Exactly as they appear below, repeat the lines from the one with "PR #9289, opened 2023-04-02" through the one with "or closing the", and no others.
*** DATASET Section Begins ***
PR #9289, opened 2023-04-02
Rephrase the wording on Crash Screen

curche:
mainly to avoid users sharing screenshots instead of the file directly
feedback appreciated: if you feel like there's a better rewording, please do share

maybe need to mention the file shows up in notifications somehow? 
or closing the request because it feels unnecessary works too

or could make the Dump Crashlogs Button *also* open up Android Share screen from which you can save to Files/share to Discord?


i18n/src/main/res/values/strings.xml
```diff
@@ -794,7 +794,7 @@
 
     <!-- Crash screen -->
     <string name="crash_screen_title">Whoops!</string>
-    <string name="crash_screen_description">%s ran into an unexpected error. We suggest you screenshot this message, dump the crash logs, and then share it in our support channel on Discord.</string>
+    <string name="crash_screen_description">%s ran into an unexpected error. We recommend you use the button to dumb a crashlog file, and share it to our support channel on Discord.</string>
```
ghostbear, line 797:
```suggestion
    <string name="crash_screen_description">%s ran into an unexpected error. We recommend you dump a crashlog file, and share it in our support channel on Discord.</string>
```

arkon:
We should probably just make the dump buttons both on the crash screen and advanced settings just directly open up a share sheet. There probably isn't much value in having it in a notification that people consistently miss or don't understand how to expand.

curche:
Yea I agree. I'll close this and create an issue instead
*** DATASET Section Ends ***
*** DATASET Section Begins ***
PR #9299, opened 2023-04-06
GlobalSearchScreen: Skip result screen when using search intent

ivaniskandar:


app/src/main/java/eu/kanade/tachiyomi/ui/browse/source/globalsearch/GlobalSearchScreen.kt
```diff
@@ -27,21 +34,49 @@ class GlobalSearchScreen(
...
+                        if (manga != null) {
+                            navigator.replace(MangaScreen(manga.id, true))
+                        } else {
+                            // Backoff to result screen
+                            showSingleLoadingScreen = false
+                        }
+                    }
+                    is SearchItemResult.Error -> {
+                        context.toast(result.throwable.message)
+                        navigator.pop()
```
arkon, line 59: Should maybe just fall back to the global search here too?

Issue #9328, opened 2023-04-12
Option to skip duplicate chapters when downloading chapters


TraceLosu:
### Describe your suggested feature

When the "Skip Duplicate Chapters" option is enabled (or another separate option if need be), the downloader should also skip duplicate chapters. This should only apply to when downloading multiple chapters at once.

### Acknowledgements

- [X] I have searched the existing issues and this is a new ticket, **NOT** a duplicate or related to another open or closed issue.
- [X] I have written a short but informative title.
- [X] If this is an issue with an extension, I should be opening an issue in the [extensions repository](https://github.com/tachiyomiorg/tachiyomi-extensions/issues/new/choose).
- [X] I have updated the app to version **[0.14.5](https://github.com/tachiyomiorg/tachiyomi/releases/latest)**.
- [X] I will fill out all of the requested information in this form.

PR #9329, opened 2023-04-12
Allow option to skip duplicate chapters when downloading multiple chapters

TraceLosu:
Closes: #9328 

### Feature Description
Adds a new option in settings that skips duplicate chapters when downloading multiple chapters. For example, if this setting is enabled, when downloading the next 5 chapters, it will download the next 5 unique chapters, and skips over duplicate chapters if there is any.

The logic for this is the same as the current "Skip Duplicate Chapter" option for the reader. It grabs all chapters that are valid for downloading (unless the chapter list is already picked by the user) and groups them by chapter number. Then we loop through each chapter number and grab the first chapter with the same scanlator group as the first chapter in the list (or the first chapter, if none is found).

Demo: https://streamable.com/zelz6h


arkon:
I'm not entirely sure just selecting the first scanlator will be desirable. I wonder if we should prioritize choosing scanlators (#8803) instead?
*** DATASET Section Ends ***
*** DATASET Section Begins ***
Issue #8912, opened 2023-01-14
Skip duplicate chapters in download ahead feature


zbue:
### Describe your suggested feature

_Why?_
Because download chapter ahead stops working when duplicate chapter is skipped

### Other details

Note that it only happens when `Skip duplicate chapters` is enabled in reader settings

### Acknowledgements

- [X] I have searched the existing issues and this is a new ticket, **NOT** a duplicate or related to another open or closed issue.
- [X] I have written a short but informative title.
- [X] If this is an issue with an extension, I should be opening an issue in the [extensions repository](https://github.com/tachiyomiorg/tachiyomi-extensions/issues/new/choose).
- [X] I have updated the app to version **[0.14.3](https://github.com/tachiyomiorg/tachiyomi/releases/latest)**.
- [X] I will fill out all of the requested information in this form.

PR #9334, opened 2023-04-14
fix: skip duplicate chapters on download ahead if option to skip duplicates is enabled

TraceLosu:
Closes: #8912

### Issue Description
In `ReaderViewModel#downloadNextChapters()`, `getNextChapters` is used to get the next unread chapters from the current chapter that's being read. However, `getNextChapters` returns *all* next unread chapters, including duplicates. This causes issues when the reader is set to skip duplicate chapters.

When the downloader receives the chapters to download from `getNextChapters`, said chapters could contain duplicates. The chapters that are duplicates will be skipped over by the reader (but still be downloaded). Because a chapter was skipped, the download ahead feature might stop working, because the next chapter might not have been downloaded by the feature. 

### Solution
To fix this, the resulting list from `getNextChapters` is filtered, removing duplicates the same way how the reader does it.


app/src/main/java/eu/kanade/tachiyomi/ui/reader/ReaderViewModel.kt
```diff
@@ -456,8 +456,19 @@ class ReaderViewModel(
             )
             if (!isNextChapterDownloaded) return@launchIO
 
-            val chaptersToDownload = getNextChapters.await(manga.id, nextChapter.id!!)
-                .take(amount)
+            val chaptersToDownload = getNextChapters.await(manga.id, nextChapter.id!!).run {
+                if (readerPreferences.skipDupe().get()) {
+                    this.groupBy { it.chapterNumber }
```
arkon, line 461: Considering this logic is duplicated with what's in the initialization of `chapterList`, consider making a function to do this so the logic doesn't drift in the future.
*** DATASET Section Ends ***
→ RESULT:
PR #9289, opened 2023-04-02
Rephrase the wording on Crash Screen

curche:
mainly to avoid users sharing screenshots instead of the file directly
feedback appreciated: if you feel like there's a better rewording, please do share

maybe need to mention the file shows up in notifications somehow? 
or closing the request because it feels unnecessary works too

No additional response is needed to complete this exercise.